Task details - Spot each line in the records below where the word "about" occurs, then copy it.

/---

PR #8297, opened 2022-03-02
[build](fe) Support building an individual maven module.

wangshuo128:
# Proposed changes

Current, if we build an individual FE maven module, e.g., build `fe-core` moudle via `mvn clean package -pl fe-core`, the below error would occur
```
[ERROR] Failed to execute goal on project fe-core: Could not resolve dependencies for project org.apache.doris:fe-core:jar:0.15-SNAPSHOT: Failed to collect dependencies at org.apache.doris:spark-dpp:jar:0.15-SNAPSHOT: Failed to read artifact descriptor for org.apache.doris:spark-dpp:jar:0.15-SNAPSHOT: Could not find artifact org.apache.doris:fe:pom:${revision}
```
It's because the maven module version is a property defined in the root pom.xml:
https://github.com/apache/incubator-doris/blob/246ac4e37aa4da6836b7850cb990f02d1c3725a3/fe/pom.xml#L121

This PR tried to fix this issue.

1. Use the version value in every pom.xml file instead of a property in the root pom.xml
2. If we want to change the project version, we could run the following commands in the `fe` dir:
``` bash
mvn versions:set -DnewVersion=${new_version}
mvn versions:commit
```
Please see https://www.mojohaus.org/versions-maven-plugin/examples/set.html for more details.
## Problem Summary:

## Checklist(Required)

1. Does it affect the original behavior: no
4. Has unit tests been added: no
5. Has document been added or modified: no
6. Does it need to update dependencies: no
7. Are there any changes that cannot be rolled back: no

## Further comments

### DIFF
--- a/fe/fe-common/pom.xml
+++ b/fe/fe-common/pom.xml
@@ -22,7 +22,7 @@ under the License.
     <modelVersion>4.0.0</modelVersion>
     <parent>
         <groupId>org.apache.doris</groupId>
-        <version>${revision}</version>
+        <version>1.0-SNAPSHOT</version>
         <artifactId>fe</artifactId>
         <relativePath>../pom.xml</relativePath>
     </parent>
--- a/fe/fe-core/pom.xml
+++ b/fe/fe-core/pom.xml
@@ -22,7 +22,7 @@ under the License.
     <modelVersion>4.0.0</modelVersion>
     <parent>
         <groupId>org.apache.doris</groupId>
-        <version>${revision}</version>
+        <version>1.0-SNAPSHOT</version>
         <artifactId>fe</artifactId>
         <relativePath>../pom.xml</relativePath>
     </parent>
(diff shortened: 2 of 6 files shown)


yangzhg:
I think this is not a good way, the purpose of using reversion is to unify version management, has added maven flatten plugin, in the release will play flat version, as a dependency should also rely on maven on the determination of the version of the package

wangshuo128:
> I think this is not a good way, the purpose of using reversion is to unify version management, has added maven flatten plugin, in the release will play flat version, as a dependency should also rely on maven on the determination of the version of the package



> I think this is not a good way, the purpose of using reversion is to unify version management, has added maven flatten plugin, in the release will play flat version, as a dependency should also rely on maven on the determination of the version of the package
> you can use `mvn -Drevision=0.15-SNAPSHOT` to compile child module
> So here is my -1

Ah, I see, make sense to me, closing this PR.

wangshuo128:
> you can use `mvn -Drevision=0.15-SNAPSHOT` to compile child module

It seems that using `-Drevision` does not work. So I reopen this PR. Looking forward to more thoughts about this.
cc @yangzhg @EmmyMiao87 @morrySnow @924060929 @morningman :)

PR #8318, opened 2022-03-03
[improvement](storage) Low cardinality string optimization in storage layer

### LINKED ISSUE #8315: [Enhancement] Low cardinality string optimization in storage layer
### Search before asking

### Description

For the current low-cardinality string column, when loading data in the storage layer, it is necessary to traverse all the codes in the data_page, convert it into the original string value through the dictionary in the dict_page, and then insert it into the ColumnString column. Subsequent predicate calculation, filtering, etc. are based on ColumnString for processing.

If you continue to use encoding during predicate calculation, it is equivalent to converting string comparisons to int type comparisons, resulting in greater performance and less memory consumption.

### Solution

Storage layer read call: `SegmentIterator::next_batch-> ... -> PageDecoder::next_batch`, the default batch reads 4096 rows, PageDecoder reads part of data_page, data_page may be bitshuffle encoding or plain encoding.

After enabling low cardinality optimization, optimize for string columns with predicate calculations. The resulting column is of type ColumnDictionary and is used to store encodings and dictionaries. If the current batch of data_pages are all bitshuffle encoded, that is, directly insert the encoded value and dictionary into the result column, in the process of PageDecode next_batch, the encoding to String overhead (there is the overhead of constructing a dictionary) is saved. After the column data is loaded in the Segment layer, the predicate calculation is performed based on the encoded value and the dictionary, that is, the predicate constant is converted into an int value through the dictionary, and the int value is compared with the int in the encoded column, which is equivalent to comparing the original String. Converted to int comparison, there will be a significant speedup effect. After the predicate is calculated, the encoding column and dictionary are converted into ColumnString columns to end the segment layer reading.

If there is plain encoded data_page in the current batch, the dictionary cannot be used and is converted to a PredicateColumn column for processing.

### Performance
env: 1 FE, 3 BE
version: c66a9bf

| Id        | Doris vectorization (including storage layer)                | After optimization                                           | Remark |
| --------- | ------------------------------------------------------------ | ------------------------------------------------------------ | ---- |
| Q2.1 flat | - Total: 769ms<br/>    - BlockLoadTime: 10s636ms<br/>    - BlockSeekTime: 3s199ms<br/>        - ReadColByIdxTime: 3s732ms<br/>        - **ShortPredEvalTime: 3s31ms**<br/>        - OutputColBySelIdxTime: 72.968ms<br/>        - OutputNonPredColTime: 9.814ms<br/>        - ReadColByRowIdTime: 3s589ms<br/>        - InitCurBlockTime: 42.203ms<br/>        - VectorPredEvalTime: 104.169ms | - Total: 427ms<br/>    - BlockLoadTime: 5s720ms<br/>    - BlockSeekTime: 1s798ms<br/>        - ReadColByIdxTime: 3s32ms<br/>        - **ShortPredEvalTime: 277.569ms**<br/>        - OutputColBySelIdxTime: 67.17ms<br/>        - OutputNonPredColTime: 6.655ms<br/>        - ReadColByRowIdTime: 2s171ms<br/>        - InitCurBlockTime: 37.303ms<br/>        - VectorPredEvalTime: 98.790ms |      |
| Q2.2 flat | - Total: 645ms<br/>    - BlockLoadTime: 9s352ms<br/>    - BlockSeekTime: 1s145ms<br/>        - ReadColByIdxTime: 2s957ms<br/>        - **ShortPredEvalTime: 5s10ms**<br/>        - OutputColBySelIdxTime: 27.5ms<br/>        - OutputNonPredColTime: 7.275ms<br/>        - ReadColByRowIdTime: 1s193ms<br/>        - InitCurBlockTime: 32.54ms<br/>        - VectorPredEvalTime: 92.931ms | - Total: 407ms<br/>    - BlockLoadTime: 5s385ms<br/>    - BlockSeekTime: 1s365ms<br/>        - ReadColByIdxTime: 3s219ms<br/>        - **ShortPredEvalTime: 559.475ms**<br/>        - OutputColBySelIdxTime: 31.517ms<br/>        - OutputNonPredColTime: 7.107ms<br/>        - ReadColByRowIdTime: 1s408ms<br/>        - InitCurBlockTime: 28.264ms<br/>        - VectorPredEvalTime: 94.499ms |      |
| Q2.3 flat | - Total: 511ms<br/>    - BlockLoadTime: 6s997ms<br/>    - BlockSeekTime: 939.491ms<br/>        - ReadColByIdxTime: 2s831ms<br/>        - **ShortPredEvalTime: 3s65ms**<br/>        - OutputColBySelIdxTime: 12.812ms<br/>        - OutputNonPredColTime: 7.697ms<br/>        - ReadColByRowIdTime: 937.718ms<br/>        - InitCurBlockTime: 19.722ms<br/>        - VectorPredEvalTime: 93.701ms | - Total: 352ms<br/>    - BlockLoadTime: 4s748ms<br/>    - BlockSeekTime: 1s218ms<br/>        - ReadColByIdxTime: 3s105ms<br/>        - **ShortPredEvalTime: 258.50ms**<br/>        - OutputColBySelIdxTime: 15.446ms<br/>        - OutputNonPredColTime: 6.700ms<br/>        - ReadColByRowIdTime: 1s211ms<br/>        - InitCurBlockTime: 20.622ms<br/>        - VectorPredEvalTime: 95.373ms |      |

In the SSB fact-table test Q2.x, after the low-cardinality string optimization is completed, the short-circuit predicate calculation performance is improved by about 90%, the storage layer is improved by about 40%, and the overall improvement is about 37%.

### Code of Conduct

zenoyang:
# Proposed changes

Issue Number: close #8315 

Low cardinality string optimization in storage layer

## Problem Summary:

## Checklist(Required)

## Further comments

### DIFF
--- a/be/src/olap/comparison_predicate.cpp
+++ b/be/src/olap/comparison_predicate.cpp
@@ -161,7 +161,7 @@ COMPARISON_PRED_COLUMN_BLOCK_EVALUATE(GreaterEqualPredicate, >=)
                 if constexpr (std::is_same_v<type, StringValue>) {                                 \
                     auto* nested_col_ptr = vectorized::check_and_get_column<                       \
                             vectorized::ColumnDictionary<vectorized::Int32>>(nested_col);          \
-                    auto code = nested_col_ptr->get_code(_value);                                  \
+                    auto code = nested_col_ptr->find_code(_value);                                 \
                     auto& data_array = nested_col_ptr->get_data();                                 \
                     for (uint16_t i = 0; i < *size; i++) {                                         \
                         uint16_t idx = sel[i];                                                     \
@@ -192,7 +192,7 @@ COMPARISON_PRED_COLUMN_BLOCK_EVALUATE(GreaterEqualPredicate, >=)
                         reinterpret_cast<vectorized::ColumnDictionary<vectorized::Int32>&>(        \
                                 column);                                                           \
                 auto& data_array = dict_col.get_data();                                            \
-                auto code = dict_col.get_code(_value);                                             \
+                auto code = dict_col.find_code(_value);                                            \
                 for (uint16_t i = 0; i < *size; ++i) {                                             \
                     uint16_t idx = sel[i];                                                         \
                     sel[new_size] = idx;                                                           \
--- a/be/src/olap/comparison_predicate.cpp
+++ b/be/src/olap/comparison_predicate.cpp
@@ -146,6 +146,7 @@ COMPARISON_PRED_COLUMN_BLOCK_EVALUATE(LessEqualPredicate, <=)
 COMPARISON_PRED_COLUMN_BLOCK_EVALUATE(GreaterPredicate, >)
 COMPARISON_PRED_COLUMN_BLOCK_EVALUATE(GreaterEqualPredicate, >=)
 
+// todo(zeno) define interface in IColumn to simplify code
 #define COMPARISON_PRED_COLUMN_EVALUATE(CLASS, OP, IS_RANGE)                                       \
     template <class type>                                                                          \
     void CLASS<type>::evaluate(vectorized::IColumn& column, uint16_t* sel, uint16_t* size) const { \
@@ -161,10 +162,8 @@ COMPARISON_PRED_COLUMN_BLOCK_EVALUATE(GreaterEqualPredicate, >=)
                 if constexpr (std::is_same_v<type, StringValue>) {                                 \
                     auto* nested_col_ptr = vectorized::check_and_get_column<                       \
                             vectorized::ColumnDictionary<vectorized::Int32>>(nested_col);          \
-                    auto code = nested_col_ptr->find_code(_value);                                 \
-                    if (code < 0 && IS_RANGE) {                                                    \
-                        code = nested_col_ptr->find_bound_code(_value, 0 OP 1, 1 OP 1 );           \
-                    }                                                                              \
+                    auto code = IS_RANGE ? nested_col_ptr->find_bound_code(_value, 0 OP 1, 1 OP 1) \
+                                         : nested_col_ptr->find_code(_value);                      \
                     auto& data_array = nested_col_ptr->get_data();                                 \
                     for (uint16_t i = 0; i < *size; i++) {                                         \
                         uint16_t idx = sel[i];                                                     \
@@ -194,10 +193,8 @@ COMPARISON_PRED_COLUMN_BLOCK_EVALUATE(GreaterEqualPredicate, >=)
                 auto& dict_col =                                                                   \
                         reinterpret_cast<vectorized::ColumnDictionary<vectorized::Int32>&>(column);\
                 auto& data_array = dict_col.get_data();                                            \
-                auto code = dict_col.find_code(_value);                                            \
-                if (code < 0 && IS_RANGE) {                                                        \
-                    code = dict_col.find_bound_code(_value, 0 OP 1, 1 OP 1);                       \
-                }                                                                                  \
+                auto code = IS_RANGE ? dict_col.find_bound_code(_value, 0 OP 1, 1 OP 1)            \
+                                     : dict_col.find_code(_value);                                 \
                 for (uint16_t i = 0; i < *size; ++i) {                                             \
                     uint16_t idx = sel[i];                                                         \
                     sel[new_size] = idx;                                                           \
--- a/be/src/olap/comparison_predicate.cpp
+++ b/be/src/olap/comparison_predicate.cpp
@@ -21,6 +21,7 @@
 #include "olap/schema.h"
 #include "runtime/string_value.hpp"
 #include "runtime/vectorized_row_batch.h"
+#include "vec/columns/column_dictionary.h"
 #include "vec/columns/column_nullable.h"
 #include "vec/columns/column_vector.h"
 #include "vec/columns/predicate_column.h"
@@ -150,23 +151,58 @@ COMPARISON_PRED_COLUMN_BLOCK_EVALUATE(GreaterEqualPredicate, >=)
     void CLASS<type>::evaluate(vectorized::IColumn& column, uint16_t* sel, uint16_t* size) const { \
         uint16_t new_size = 0;                                                                     \
         if (column.is_nullable()) {                                                                \
-            auto* nullable_column =                                                                \
+            auto* nullable_col =                                                                   \
                     vectorized::check_and_get_column<vectorized::ColumnNullable>(column);          \
-            auto& null_bitmap = reinterpret_cast<const vectorized::ColumnVector<uint8_t>&>(        \
-                                        *(nullable_column->get_null_map_column_ptr()))             \
+            auto& null_bitmap = reinterpret_cast<const vectorized::ColumnUInt8&>(                  \
+                                        nullable_col->get_null_map_column())                       \
                                         .get_data();                                               \
-            auto* nest_column_vector =                                                             \
-                    vectorized::check_and_get_column<vectorized::PredicateColumnType<type>>(       \
-                            nullable_column->get_nested_column());                                 \
-            auto& data_array = nest_column_vector->get_data();                                     \
-            for (uint16_t i = 0; i < *size; i++) {                                                 \
-                uint16_t idx = sel[i];                                                             \
-                sel[new_size] = idx;                                                               \
-                const type& cell_value = reinterpret_cast<const type&>(data_array[idx]);           \
-                bool ret = !null_bitmap[idx] && (cell_value OP _value);                            \
-                new_size += _opposite ? !ret : ret;                                                \
+            auto& nested_col = nullable_col->get_nested_column();                                  \
+            if (nested_col.is_column_dictionary()) {                                               \
+                if constexpr (std::is_same_v<type, StringValue>) {                                 \
+                    auto* nested_col_ptr = vectorized::check_and_get_column<                       \
+                            vectorized::ColumnDictionary<vectorized::Int32>>(nested_col);          \
+                    auto code = nested_col_ptr->get_code(_value);                                  \
+                    auto& data_array = nested_col_ptr->get_data();                                 \
+                    for (uint16_t i = 0; i < *size; i++) {                                         \
+                        uint16_t idx = sel[i];                                                     \
+                        sel[new_size] = idx;                                                       \
+                        const auto& cell_value =                                                   \
+                                reinterpret_cast<const vectorized::Int32&>(data_array[idx]);       \
+                        bool ret = !null_bitmap[idx] && (cell_value OP code);                      \
+                        new_size += _opposite ? !ret : ret;                                        \
+                    }                                                                              \
+                }                                                                                  \
+            } else {                                                                               \
+                auto* nested_col_ptr =                                                             \
+                        vectorized::check_and_get_column<vectorized::PredicateColumnType<type>>(   \
+                                nested_col);                                                       \
+                auto& data_array = nested_col_ptr->get_data();                                     \
+                for (uint16_t i = 0; i < *size; i++) {                                             \
+                    uint16_t idx = sel[i];                                                         \
+                    sel[new_size] = idx;                                                           \
+                    const type& cell_value = reinterpret_cast<const type&>(data_array[idx]);       \
+                    bool ret = !null_bitmap[idx] && (cell_value OP _value);                        \
+                    new_size += _opposite ? !ret : ret;                                            \
+                }                                                                                  \
             }                                                                                      \
             *size = new_size;                                                                      \
+        } else if (column.is_column_dictionary()) {                                                \
+            if constexpr (std::is_same_v<type, StringValue>) {                                     \
+                auto& dict_col =                                                                   \
+                        reinterpret_cast<vectorized::ColumnDictionary<vectorized::Int32>&>(        \
+                                column);                                                           \
+                auto& data_array = dict_col.get_data();                                            \
+                auto code = dict_col.get_code(_value);                                             \
+                for (uint16_t i = 0; i < *size; ++i) {                                             \
+                    uint16_t idx = sel[i];                                                         \
+                    sel[new_size] = idx;                                                           \
+                    const auto& cell_value =                                                       \
+                            reinterpret_cast<const vectorized::Int32&>(data_array[idx]);           \
+                    bool ret = cell_value OP code;                                                 \
+                    new_size += _opposite ? !ret : ret;                                            \
+                }                                                                                  \
+                *size = new_size;                                                                  \
+            }                                                                                      \
         } else {                                                                                   \
             auto& pred_column_ref =                                                                \
                     reinterpret_cast<vectorized::PredicateColumnType<type>&>(column);              \
--- a/be/src/olap/comparison_predicate.cpp
+++ b/be/src/olap/comparison_predicate.cpp
@@ -146,7 +146,7 @@ COMPARISON_PRED_COLUMN_BLOCK_EVALUATE(LessEqualPredicate, <=)
 COMPARISON_PRED_COLUMN_BLOCK_EVALUATE(GreaterPredicate, >)
 COMPARISON_PRED_COLUMN_BLOCK_EVALUATE(GreaterEqualPredicate, >=)
 
-#define COMPARISON_PRED_COLUMN_EVALUATE(CLASS, OP)                                                 \
+#define COMPARISON_PRED_COLUMN_EVALUATE(CLASS, OP, IS_RANGE)                                       \
     template <class type>                                                                          \
     void CLASS<type>::evaluate(vectorized::IColumn& column, uint16_t* sel, uint16_t* size) const { \
         uint16_t new_size = 0;                                                                     \
@@ -162,6 +162,9 @@ COMPARISON_PRED_COLUMN_BLOCK_EVALUATE(GreaterEqualPredicate, >=)
                     auto* nested_col_ptr = vectorized::check_and_get_column<                       \
                             vectorized::ColumnDictionary<vectorized::Int32>>(nested_col);          \
                     auto code = nested_col_ptr->find_code(_value);                                 \
+                    if (code < 0 && IS_RANGE) {                                                    \
+                        code = nested_col_ptr->find_bound_code(_value, 0 OP 1, 1 OP 1 );           \
+                    }                                                                              \
                     auto& data_array = nested_col_ptr->get_data();                                 \
                     for (uint16_t i = 0; i < *size; i++) {                                         \
                         uint16_t idx = sel[i];                                                     \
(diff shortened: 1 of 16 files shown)


be/src/olap/rowset/segment_v2/binary_dict_page.cpp
```diff
@@ -132,7 +134,6 @@ void BinaryDictPageBuilder::reset() {
     } else {
         _data_page_builder->reset();
     }
-    _finished = false;
```
wangbo, line 135: Why remove finish here?

be/src/vec/columns/column_dictionary.h
```diff
@@ -0,0 +1,381 @@
...
+            for (uint32_t i = 0; i < dict_num; ++i) {
+                auto value = StringValue(dict_array[i].data, dict_array[i].size);
+                dict.insert_value(value);
+            }
+            dict_inited = true;
+        }
+
+        for (int i = 0; i < data_num; i++, start_index++) {
+            int32_t code = data_array[start_index];
+            insert_data(code);
```
wangbo, line 254: Using memcpy here can improve performance;
Now writing to this ColumnDictionary must be very slow

be/src/vec/columns/column_dictionary.h
```diff
@@ -0,0 +1,381 @@
...
+        LOG(FATAL) << "should not call replace_column_data in ColumnDictionary";
+    }
+
+    void replace_column_data_default(size_t self_row = 0) override {
+        LOG(FATAL) << "should not call replace_column_data_default in ColumnDictionary";
+    }
+
+    void insert_many_dict_data(const int32_t* data_array, size_t start_index,
+                               const StringRef* dict_array, size_t data_num,
+                               uint32_t dict_num) override {
```
wangbo, line 242: Currently ```insert_many_dict_data``` 's implementation is a little ugly.
May be we can make a temporary object(such as named dict_args)  to cover all the args and use dict_args as args.
And the dict_args is only used by insert_many_dict_data

be/src/olap/rowset/segment_v2/binary_dict_page.cpp
```diff
@@ -240,6 +241,16 @@ void BinaryDictPageDecoder::set_dict_decoder(PageDecoder* dict_decoder, StringRe
 
 Status BinaryDictPageDecoder::next_batch(size_t* n, vectorized::MutableColumnPtr &dst) {
     if (_encoding_type == PLAIN_ENCODING) {
+        auto* col_ptr = dst.get();
+        if (dst->is_nullable()) {
+            auto nullable_col = reinterpret_cast<vectorized::ColumnNullable*>(dst.get());
+            col_ptr = nullable_col->get_nested_column_ptr().get();
+        }
```
wangbo, line 248: I think it's a good idea to exposing ColumnDictionary to PageDecoder.
You should deal everything inside the ColumnDictionary.
Such as add a Method for ```IColumn``` named ```convertToCommonColumnIfNecessary```, or some other better way.
Of course, you can add a ```todo``` here.

be/src/olap/rowset/segment_v2/binary_dict_page.cpp
zenoyang: `_finished = false;` appears twice here

be/src/vec/columns/column_dictionary.h
zenoyang: Great idea, I'll optimize this right away

be/src/olap/rowset/segment_v2/binary_dict_page.cpp
zenoyang: ok

be/src/vec/columns/column_dictionary.h
zenoyang: ok, this is also a refactoring, add it to `todo`

be/src/runtime/string_value.h
```diff
@@ -60,10 +105,36 @@ struct StringValue {
     // this < other: -1
     // this == other: 0
     // this > other: 1
-    int compare(const StringValue& other) const;
+    int compare(const StringValue& other) const {
```
zbtzbtzbt, line 108: small function add key word `inline`，the same for following `eq`

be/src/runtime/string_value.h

\---

Expected output -
It seems that using `-Drevision` does not work. So I reopen this PR. Looking forward to more thoughts about this.
In the SSB fact-table test Q2.x, after the low-cardinality string optimization is completed, the short-circuit predicate calculation performance is improved by about 90%, the storage layer is improved by about 40%, and the overall improvement is about 37%.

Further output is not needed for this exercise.